_Work to complete_
Every line in the listing below from the one with "cgroup directory inodes." through the one with "var matched libpf.String" is to be reproduced exactly, both ends included; leave out the rest.

_Input data_
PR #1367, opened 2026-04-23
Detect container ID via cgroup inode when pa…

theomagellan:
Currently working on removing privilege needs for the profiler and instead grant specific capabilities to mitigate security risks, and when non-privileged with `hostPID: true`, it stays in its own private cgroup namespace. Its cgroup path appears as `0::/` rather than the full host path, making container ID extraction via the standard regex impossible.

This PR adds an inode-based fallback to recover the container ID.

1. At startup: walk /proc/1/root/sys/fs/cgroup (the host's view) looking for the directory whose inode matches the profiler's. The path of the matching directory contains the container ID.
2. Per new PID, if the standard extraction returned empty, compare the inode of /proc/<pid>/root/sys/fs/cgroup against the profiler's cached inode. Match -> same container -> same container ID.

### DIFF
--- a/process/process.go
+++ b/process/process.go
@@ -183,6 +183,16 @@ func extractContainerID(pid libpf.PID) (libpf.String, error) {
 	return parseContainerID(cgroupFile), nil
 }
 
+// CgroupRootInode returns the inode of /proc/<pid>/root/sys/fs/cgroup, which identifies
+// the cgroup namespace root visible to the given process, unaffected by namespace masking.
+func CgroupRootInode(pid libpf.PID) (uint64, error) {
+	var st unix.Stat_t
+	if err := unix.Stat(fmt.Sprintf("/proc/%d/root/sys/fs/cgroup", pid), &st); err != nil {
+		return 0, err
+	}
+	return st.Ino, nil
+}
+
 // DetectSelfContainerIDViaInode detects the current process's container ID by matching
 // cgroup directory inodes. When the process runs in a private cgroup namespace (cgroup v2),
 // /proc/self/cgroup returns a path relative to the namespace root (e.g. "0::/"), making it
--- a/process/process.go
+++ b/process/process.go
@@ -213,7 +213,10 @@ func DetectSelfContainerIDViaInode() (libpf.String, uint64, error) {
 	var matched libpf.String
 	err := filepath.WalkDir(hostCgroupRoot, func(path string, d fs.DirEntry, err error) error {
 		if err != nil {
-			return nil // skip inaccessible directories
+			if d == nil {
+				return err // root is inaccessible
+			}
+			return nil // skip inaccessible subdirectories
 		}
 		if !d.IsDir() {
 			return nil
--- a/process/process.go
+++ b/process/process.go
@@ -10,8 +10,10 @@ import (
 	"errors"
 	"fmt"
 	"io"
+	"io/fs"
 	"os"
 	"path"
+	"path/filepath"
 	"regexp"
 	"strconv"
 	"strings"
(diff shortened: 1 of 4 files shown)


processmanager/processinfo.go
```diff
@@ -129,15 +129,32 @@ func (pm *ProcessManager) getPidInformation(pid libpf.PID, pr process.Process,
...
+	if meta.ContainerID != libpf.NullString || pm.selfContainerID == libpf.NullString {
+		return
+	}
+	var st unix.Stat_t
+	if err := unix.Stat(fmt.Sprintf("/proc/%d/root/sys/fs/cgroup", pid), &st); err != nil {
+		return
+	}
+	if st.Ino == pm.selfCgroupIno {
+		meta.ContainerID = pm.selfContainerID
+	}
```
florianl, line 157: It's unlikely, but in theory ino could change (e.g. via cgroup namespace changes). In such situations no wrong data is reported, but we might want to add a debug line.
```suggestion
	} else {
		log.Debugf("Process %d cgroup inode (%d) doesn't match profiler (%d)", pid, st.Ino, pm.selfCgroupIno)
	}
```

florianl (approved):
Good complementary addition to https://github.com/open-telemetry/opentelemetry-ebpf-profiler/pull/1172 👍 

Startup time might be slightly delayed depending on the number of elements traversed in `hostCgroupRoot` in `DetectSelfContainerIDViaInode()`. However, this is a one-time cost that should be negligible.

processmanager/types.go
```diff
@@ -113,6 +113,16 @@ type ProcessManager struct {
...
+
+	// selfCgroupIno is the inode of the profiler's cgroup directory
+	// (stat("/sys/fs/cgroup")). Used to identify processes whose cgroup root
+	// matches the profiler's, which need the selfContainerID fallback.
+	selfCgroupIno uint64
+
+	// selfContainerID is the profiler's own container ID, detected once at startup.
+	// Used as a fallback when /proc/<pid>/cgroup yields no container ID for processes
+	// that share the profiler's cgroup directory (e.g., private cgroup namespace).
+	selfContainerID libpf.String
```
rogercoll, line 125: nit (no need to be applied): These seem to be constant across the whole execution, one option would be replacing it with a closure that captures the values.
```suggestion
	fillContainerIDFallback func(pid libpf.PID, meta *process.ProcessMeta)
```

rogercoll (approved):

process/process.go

_Answer space_
 // cgroup directory inodes. When the process runs in a private cgroup namespace (cgroup v2),
 // /proc/self/cgroup returns a path relative to the namespace root (e.g. "0::/"), making it
--- a/process/process.go
+++ b/process/process.go
@@ -213,7 +213,10 @@ func DetectSelfContainerIDViaInode() (libpf.String, uint64, error) {
 	var matched libpf.String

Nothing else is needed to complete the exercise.